I asked BOLTy, and he sees it as a clear improvement over the one before.
However, there are some edge cases where some of the stripping might be too aggressive. For example, code samples in inline SVG and pages that don't follow the structured article format.
I don't actually think the guide contains any of those three things, so I think you're good to go. However, if you wanted to be cautious in case such things existed in the guide in the future, you could feed both these feedback below into your coding agent to have it fixed.
BOLTy's Feedback
This is a clear improvement for agent-readability. I compared the deploy preview against live, including https://bitcoin.design/guide/daily-spending-wallet/, and the preview is much better at surfacing actual page content instead of nav/sidebar noise.

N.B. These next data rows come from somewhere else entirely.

PR #3093, opened 2020-05-13
Add `first-published-tag-for-merged-pr` feature

yakov116:
1. LINKED ISSUES:
   Closes #3088

2. TEST URLS:

	https://github.com/sindresorhus/refined-github/pull/3062
	https://github.com/sindresorhus/refined-github/pull/3079
	https://github.com/ovity/octotree/pull/1
	https://github.com/sindresorhus/refined-github/pull/837

3. SCREENSHOT:

image

Sticky Bar.
image

Issue #4275, opened 2021-04-25
`fit-textareas` causing major performance issue when typing in PR description textarea with Chrome


with-heart:
With the `fit-textarea` feature enabled in `refined-github@21.4.23`, I'm experiencing a severe performance degradation when typing in a PR description textarea. Each letter appears to be taking ~500ms to be handled, making the feature unusable as it takes multiple seconds for a few words to appear.

Performance profile shows this line taking 1.5s per call:
![image](https://user-images.githubusercontent.com/1954752/115977908-18f7fb80-a54a-11eb-998f-02e0ed55facb.png)

Disabling the `fit-textarea` feature removes the delay.

I've uploaded the Chrome performance profile json file here: https://gist.githubusercontent.com/with-heart/f0d3b0914d2c25e6f635d82f91404e10/raw/af6e016d11ddf07e73a4459a6f40b1cc4ad58885/refined-github-performance-profile.json

This issue appears to be related to #4266.

fregante:
Is this something that changed in the last release? Can you post a link to an affected PR? I see this
<img width="615" alt="Screen Shot" src="https://user-images.githubusercontent.com/1402241/115984801-1f7e8580-a5d3-11eb-9a02-ee668f20a035.png">

SimenB:
I'm seeing the same thing. E.g. in https://github.com/facebook/jest/pull/11033, but it happens in every PR for me (although the lag/delay gets worse the larger the diff is)

fregante:
I'll revert this change in the next release, let's see how it will be.

The strange part is that `.scrollHeight` was actually in the previous version as well. This version was supposed to improve performance since it no longer resets the whole textarea every time: https://github.com/fregante/fit-textarea/pull/15

I reopened https://github.com/fregante/fit-textarea/issues/14

kylemh:
I'm also seeing it a PR review comment textarea. It seems very heavy onFocus, onBlur, and on key stroke.

![Screen Shot 2021-04-26 at 8 50 24 AM](https://user-images.githubusercontent.com/9523719/116112496-784e2c80-a66c-11eb-9fd1-49c7795bdb64.png)

yakov116:
We are going to revert the change in the next release.

fregante:
Feature disabled via hotfix for the time being

PR #3678, opened 2020-10-22
Meta: Use the Readme as the only source of feature descriptions

FloEdelmann:
Closes #3672.

~I've left a settings object (that is empty in most features) in `features.add`, because both `disabled` and `shortcuts` need to be defined there.~

The first two commits actually change some of the descriptions/screenshots, so that the later commits don't introduce any changes that are not visible in any diff. I've made those changes manually (with a helper function that generates two files that I could diff).

### Implemented in this PR:

1. Parse features' description and screenshot from readme.
2. Disable features by commenting them out in `refined-github.ts`.
3. Move `shortcuts` from `FeatureMeta` to `FeatureLoader`.
4. Drop the `FeatureMeta` parameter from `features.add`.
5. Render `<i>` and `<kbd>` tags in addon options:
  
6. Update `parseBackticks`, so that ``` `` ` `` ``` and ``` `` `bla` `` ``` are also parsed correctly (and add some tests for it).
7. Improve some feature descriptions.
8. Add and use a `concatRegex` helper (suggested by @fregante in https://github.com/sindresorhus/refined-github/pull/3678#discussion_r510277945).

PR #4276, opened 2021-04-25
Lint

yakov116:
Disabled "@typescript-eslint/no-non-null-assertion": not compatible with DOM
Disabled "@typescript-eslint/no-non-null-asserted-optional-chain"  See https://github.com/sindresorhus/refined-github/pull/3093#discussion_r425338237 and https://github.com/sindresorhus/refined-github/pull/3168#discussion_r434555667

Need typescript help
`@typescript-eslint/no-unsafe-argument` All but 2 are this issue. If you show me how to fix one I can do the rest.


source/features/no-duplicate-list-update-time.tsx
```diff
@@ -9,7 +9,7 @@ function parseTime(element: HTMLElement): number {
 
 function init(): void {
 	for (const issue of select.all('.js-navigation-item[id^="issue_"]')) {
-		const [stateChangeTime, updateTime] = select.all('relative-time', issue);
+		const [stateChangeTime, updateTime] = select.all<'relative-time'>('relative-time', issue);
```
fregante, line 12: ???

source/options.tsx
```diff
@@ -53,8 +54,8 @@ async function getTokenScopes(personalToken: string): Promise<string[]> {
 	});
 
 	if (!response.ok) {
-		const details = await response.json();
-		throw new Error(details.message);
+		const details: JsonObject = await response.json();
+		throw new Error(String(details.message));
```
fregante, line 58: Does this fix a specific error? Seems unnecessary if we're just going to force it into a string

source/features/file-finder-buffer.tsx
```diff
@@ -20,7 +20,7 @@ const getBufferField = onetime((): HTMLInputElement => (
 ));
 
 function pjaxStartHandler(event: CustomEvent): void {
-	const destinationURL = event.detail?.url;
+	const destinationURL: string = event.detail?.url;
```
fregante, line 23: Necessary? This should have `| undefined`

.xo-config.json
```diff
@@ -16,6 +16,8 @@
 		"no-void": "off",
 		"react/jsx-key": "off",
 		"unicorn/no-array-callback-reference": "off",
+		"@typescript-eslint/no-non-null-assertion": "off",
+		"@typescript-eslint/no-non-null-asserted-optional-chain": "off",
```
fregante, line 20: What's the problem again? It worked until now and https://github.com/typescript-eslint/typescript-eslint/issues/1976 was resolved

fregante (commented):
What fixed `.closest`’s types?

fregante:
> Need typescript help

There are a million type issues, can't open a PR and ask me to fix them. Just don't break them

.xo-config.json
yakov116: Same issue

yakov116:
> There are a million type issues, can't open a PR and ask me to fix them. Just leave things unchanged

`@typescript-eslint/no-unsafe-argument` All but 2 are this issue. If you show me how to fix one I can do the rest.

Sorry I wanted to update the first post I did not think you would review so fast 😄

source/options.tsx
yakov116: I did not mean to commit this

source/features/no-duplicate-list-update-time.tsx
yakov116: `@typescript-eslint/no-unsafe-argument`

yakov116:
> What fixed `.closest`’s types

Its not fixed.

source/features/no-duplicate-list-update-time.tsx
fregante: Read the rule description:

> This rule disallows calling a function with `any` in its arguments

Either the rule is faulty or our types are faulty. This piece of code has no meaning and should be undone. If it also breaks `querySelector` it might be worth reporting it on https://github.com/g-plane/typed-query-selector, who could know better what's happening

fregante:
> > What fixed `.closest`’s types
> 
> Its not fixed.

I see that `<HTMLElement>` is being dropped from all. Why? If it works without, that's what I mean by "fixed"

yakov116:
> I see that `<HTMLElement>` is being dropped from all. Why? If it works without, that's what I mean by "fixed"

I am going to work on it. That part is not ready yet.

.xo-config.json
fregante: If Sindre re-enabled them they're probably working now, so maybe our code is wrong.

The only reason I can think of to disable these are if the changes required just clutter the code without actually improving it

fregante:
If this PR makes it for May 1st, can you revert #4222 in here due to https://github.com/sindresorhus/refined-github/issues/4275?

yakov116:
> If this PR makes it for May 1st, can you revert #4222 in here due to #4275?

Sure

.xo-config.json
fregante: `@typescript-eslint/no-non-null-assertion` is correct in being disabled, we need those errors.

I'm checking the other one

fregante: `@typescript-eslint/no-non-null-asserted-optional-chain` should probably not be disabled.

However I'm not liking most of the type changes in this PR so I'd rather avoid all of them until a TS developer can review them properly. 

If you're going to update XO:

- disable `no-unsafe-argument` + a TODO to review later
- disable `no-non-null-asserted-optional-chain` + same TODO
- disable `no-non-null-assertion` with a comment that we need those runtime errors

yakov116: Ok

Can I leave the `interface` ones?

fregante:
I wish could could change some global types, but adding this to global.d.ts doesn't work 😩 

```ts
interface Object {
	keysa<T, K extends keyof T>(o: T): K[];
}

interface JSON {
	parse(text: string, reviver?: (this: any, key: string, value: any) => any): JsonValue;
}

// and also Response#json()
```

source/features/show-associated-branch-prs-on-fork.tsx
```diff
@@ -42,11 +45,11 @@ const getPullRequestsAssociatedWithBranch = cache.function(async (): Promise<Rec
 
 	const pullRequests: Record<string, PullRequest> = {};
 	for (const {name, associatedPullRequests} of repository.refs.nodes) {
-		const [prInfo] = associatedPullRequests.nodes;
+		const [prInfo] = associatedPullRequests.nodes as PullRequest[];
 		// Check if the ref was deleted, since the result includes pr's that are not in fact related to this branch but rather to the branch name.
 		const headRefWasDeleted = prInfo?.timelineItems.nodes[0]?.__typename === 'HeadRefDeletedEvent';
 		if (prInfo && !headRefWasDeleted) {
-			prInfo.state = prInfo.isDraft && prInfo.state === 'OPEN' ? 'Draft' : upperCaseFirst(prInfo.state);
+			prInfo.state = prInfo.isDraft && upperCaseFirst(prInfo.state) === 'Open' ? 'Draft' : upperCaseFirst(prInfo.state) as keyof typeof stateClass;
```
yakov116, line 52: Is there another way to do this without adding the extra function?

fregante: I don't understand why add the function in the first place, it's just changing the case

yakov116: Since 'OPEN' is not `keyof typeof stateClass` only 'Open'

fregante: That string is only used for comparison, it’s not meant to be a specific type. The condition could have been 1===1 and it should have still passed. 

 The rule is wrong here and probably its confusion can be solved with parens in the right place

source/features/stop-redirecting-in-notification-bar.tsx
```diff
@@ -3,9 +3,13 @@ import delegate from 'delegate-it';
...
 import features from '.';
 
+interface SessionStorage extends Storage {
+	notification_shelf: string;
+}
+
 const hasNotificationBar = (): boolean =>
 	location.search.startsWith('?notification_referrer_id=') ||
-	JSON.parse(sessionStorage.notification_shelf ?? '{}').pathname === location.pathname;
+	JSON.parse((sessionStorage as SessionStorage).notification_shelf ?? '{}').pathname === location.pathname;
```
fregante, line 12: Use .getItem instead if this method doesn’t work as well anymore. The only reason why some code is written in a certain way is to make it shorter or more readable. Having to use assertions defeats the purpose of using property access

.xo-config.json
yakov116: We are using a JSON file which makes it not possible to leave a comment.

fregante: Indeed XO does not support JSON with comments. Can you convert the config to .yml?

source/features/release-download-count.tsx
```diff
@@ -31,15 +36,15 @@ async function getAssetsForTag(tags: string[]): Promise<Tag> {
 	`);
 
 	const assets: Tag = {};
-	for (const [tag, release] of Object.entries(repository)) {
-		assets[tag] = (release as AnyObject).releaseAssets.nodes;
+	for (const [tag, release] of Object.entries(repository as ReleaseAssets[])) {
```
fregante, line 39: This isn't right, this is why I don't like typing the API result too early. Repository is an object, not an array.

source/features/show-associated-branch-prs-on-fork.tsx
```diff
@@ -42,11 +45,11 @@ const getPullRequestsAssociatedWithBranch = cache.function(async (): Promise<Rec
 
 	const pullRequests: Record<string, PullRequest> = {};
 	for (const {name, associatedPullRequests} of repository.refs.nodes) {
-		const [prInfo] = associatedPullRequests.nodes;
+		const [prInfo] = associatedPullRequests.nodes as PullRequest[];
 		// Check if the ref was deleted, since the result includes pr's that are not in fact related to this branch but rather to the branch name.
 		const headRefWasDeleted = prInfo?.timelineItems.nodes[0]?.__typename === 'HeadRefDeletedEvent';
 		if (prInfo && !headRefWasDeleted) {
-			prInfo.state = prInfo.isDraft && prInfo.state === 'OPEN' ? 'Draft' : upperCaseFirst(prInfo.state);
+			prInfo.state = prInfo.isDraft && prInfo.state === ('OPEN' as 'Open') ? 'Draft' : upperCaseFirst(prInfo.state) as keyof typeof stateClass;
```
fregante, line 52: I see now why it requires it this way: `prInfo` is now typed 👌

fregante: I think it's easier if we don't use `upperCaseFirst` at all on this line
```suggestion
			prInfo.state = prInfo.isDraft && prInfo.state === 'OPEN' ? 'DRAFT' : prInfo.state;
```

source/features/vertical-front-matter.tsx
```diff
@@ -24,7 +24,7 @@ function init(): void | false {
 		return false;
 	}
 
-	const values = [...rows[0].children];
+	const values = [...rows[0].children as HTMLCollectionOf<HTMLElement>];
```
fregante, line 27: We don't need this array. `{values[index]}` below can be changed to `{rows[0].children[index]}`

source/helpers/fetch-dom.ts
```diff
@@ -1,9 +1,10 @@
+/* eslint-disable no-redeclare */
```
fregante, line 1: Why was this enabled? 🤔 

It's disabled here

https://github.com/xojs/eslint-config-xo-typescript/blob/a9481df0e9b382287ce94fd3ec394bf9d59dae51/index.js#L374

fregante:
Can you update this link? https://github.com/sindresorhus/refined-github/blob/86c0a731a3bb123b7a48fb0e2e21f4192df4fb46/source/features/index.tsx#L70

The file was renamed

fregante:
> If this PR makes it for May 1st, can you revert #4222 in here due to #4275?

Done in ae020ab5. No rush to merge this PR

yakov116:
> Done in [ae020ab](https://github.com/sindresorhus/refined-github/commit/ae020ab5d6c851045b39cd794e384e7aa4c91f1e). No rush to merge this PR

Thanks. I got very busy with work this week.

.xo-config.json
yakov116: Do you have any sample repo that I can follow? I have never seen a yml xo file.

yakov116: @fregante in case you missed this comment

fregante: Find a JSON to YML converter

.xo-config.json
```diff
@@ -56,4 +60,4 @@
 			"version": "16.13"
 		}
 	}
-}
+}
```
fregante, line 63: 👆

.xo-config.json
yakov116: That did not work.

I am going to revert the Type's and just update dep

fregante: You're right, I assumed it worked since ESLint supports it: https://github.com/xojs/xo/issues/536

source/features/vertical-front-matter.tsx
yakov116: I tried this, I did not fully understand what I was doing here.

source/features/release-download-count.tsx
```diff
@@ -31,15 +36,15 @@ async function getAssetsForTag(tags: string[]): Promise<Tag> {
 	`);
 
 	const assets: Tag = {};
-	for (const [tag, release] of Object.entries(repository)) {
-		assets[tag] = (release as AnyObject).releaseAssets.nodes;
+	for (const [tag, release] of Object.entries(repository as ReleaseAssets)) {
```
fregante, line 39: I think this type is still wrong. Repository does not look like

```js
{
 	releaseAssets: {
 		nodes: {...}
 	}
 }
```

`ReleaseAssets` seems to be the type of the `release` constant. Please double check, I already commented on this.

source/globals.d.ts
```diff
@@ -74,3 +74,11 @@ declare module 'react' {
...
 	cloneNode(deep?: boolean): this;
 }
+
+interface HTMLCollectionOf<T extends HTMLElement> {
+	[Symbol.iterator](): Iterator<T>;
+}
+
+interface NodeListOf<T extends ChildNode> {
+	[Symbol.iterator](): Iterator<T>;
+}
```
fregante, line 84: I assume that the first one defaults `HTMLCollectionOf` to `HTMLElement`, which allows us to avoid having to specify `collection as HTMLElement[]` 👍 

But what's the second one for?

fregante (commented):
Other than the outstanding reviews, it looks good so far, except I haven't tested it

source/globals.d.ts
yakov116: It was for something I reverted, This was only needed if XO was updated.

.xo-config.json
sindresorhus: > We are using a JSON file which makes it not possible to leave a comment.

That's not entirely true: https://github.com/sindresorhus/sindre-playground/blob/565ba9c61dbf4b13d587bcae7047120952f924c5/package.json#L26-L31

source/features/list-prs-for-file.tsx
```diff
@@ -61,7 +61,7 @@ function getSingleButton(prNumber: number, _?: number, prs?: number[]): HTMLElem
 const getPrsByFile = cache.function(async (): Promise<Record<string, number[]>> => {
 	const {repository} = await api.v4(`
 		repository() {
-			pullRequests(
+			pullRequests (
```
sindresorhus, line 64: ^

yakov116: I added on purpose it looked wrong without a space and the arguments on a new line.

I can revert if you feel it wrong

source/globals.d.ts
fregante: Let's undo this as well then, otherwise the reason it exists is lost

yakov116:
@fregante can we disable `clean-conversation-sidebar` in this PR?

fregante:
> @fregante can we disable [`clean-conversation-sidebar`](/sindresorhus/refined-github/blob/main/source/features/clean-conversation-sidebar.tsx) in this PR?

Why?

source/features/release-download-count.tsx
```diff
@@ -32,14 +38,14 @@ async function getAssetsForTag(tags: string[]): Promise<Tag> {
 
 	const assets: Tag = {};
```
fregante, line 39:
```suggestion
	const assets = {};
```

fregante (commented):
Should be good to go after this

source/features/release-download-count.tsx
yakov116: That does not work :(

yakov116:
> @fregante can we disable [`clean-conversation-sidebar`](/sindresorhus/refined-github/blob/main/source/features/clean-conversation-sidebar.tsx) in this PR?

Hey looks like the "disabled" feature was removed. https://github.com/sindresorhus/refined-github/pull/3678/files#diff-cb1dafea7a9c68c5c2ebb2d56f749b3506c13f7d26feeaf56c86521b25c60358 🤔

fregante:
Second bullet point in that PR https://github.com/sindresorhus/refined-github/pull/3678

Just comment out the `import clean-conversation-sidebar` line in refined-github.ts

source/features/list-prs-for-file.tsx
fregante: We don't do this anywhere in the code and also doesn't match the function call style in XO. Reverted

A few things worth feeding back to the agent before merge:
Fallback path may break HTML code samples
In the regex fallback flow, noise stripping happens before <pre> blocks are protected. If a guide page includes HTML examples with tags like <nav>, <header>, or <footer>, those examples could get mangled.
SVG stripping may be overly aggressive
Removing inline <svg> is probably fine for chrome/icons, but it could drop meaningful content if any pages use inline SVG diagrams or illustrations. Worth checking a few representative pages.
Content-root selection should be spot-checked on different page types
The new root-selection logic is directionally good, but it’s opinionated. I’d sanity-check homepage, guide article pages, and section/index pages to make sure it’s not narrowing too aggressively or skipping useful content.
Overall: strong improvement, just worth validating those edge cases.
Refactor HTML-to-Markdown converter to eliminate navigation chrome and noise artifacts, improving content quality for AI consumption.
Based on BOLTy's feedback in this comment.